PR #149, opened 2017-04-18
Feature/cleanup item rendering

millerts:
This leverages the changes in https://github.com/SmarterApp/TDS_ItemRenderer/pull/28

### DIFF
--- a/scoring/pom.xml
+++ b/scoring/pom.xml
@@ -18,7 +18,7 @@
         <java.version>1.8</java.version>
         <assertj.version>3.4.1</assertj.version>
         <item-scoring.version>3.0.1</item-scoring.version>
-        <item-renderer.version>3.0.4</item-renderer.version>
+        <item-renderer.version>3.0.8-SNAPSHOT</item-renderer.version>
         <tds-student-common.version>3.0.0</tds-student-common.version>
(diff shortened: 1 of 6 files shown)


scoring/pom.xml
^^^^
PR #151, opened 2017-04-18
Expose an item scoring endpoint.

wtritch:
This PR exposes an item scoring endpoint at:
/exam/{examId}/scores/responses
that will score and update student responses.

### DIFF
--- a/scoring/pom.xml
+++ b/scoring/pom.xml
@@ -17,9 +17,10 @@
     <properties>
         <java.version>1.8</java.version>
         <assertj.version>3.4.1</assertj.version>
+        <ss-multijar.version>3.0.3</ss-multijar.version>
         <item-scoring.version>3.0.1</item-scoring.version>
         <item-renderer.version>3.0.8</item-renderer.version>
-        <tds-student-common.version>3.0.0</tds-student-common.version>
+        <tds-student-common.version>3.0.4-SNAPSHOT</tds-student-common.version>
^^^^
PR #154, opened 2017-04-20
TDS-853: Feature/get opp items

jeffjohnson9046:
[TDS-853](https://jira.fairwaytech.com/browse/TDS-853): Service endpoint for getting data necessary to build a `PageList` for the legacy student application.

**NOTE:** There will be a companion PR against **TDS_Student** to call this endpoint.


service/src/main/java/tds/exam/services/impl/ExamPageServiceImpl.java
^^^^
Exercise description
Say the number of lines above that include "will", and only that.

Solution to this problem
2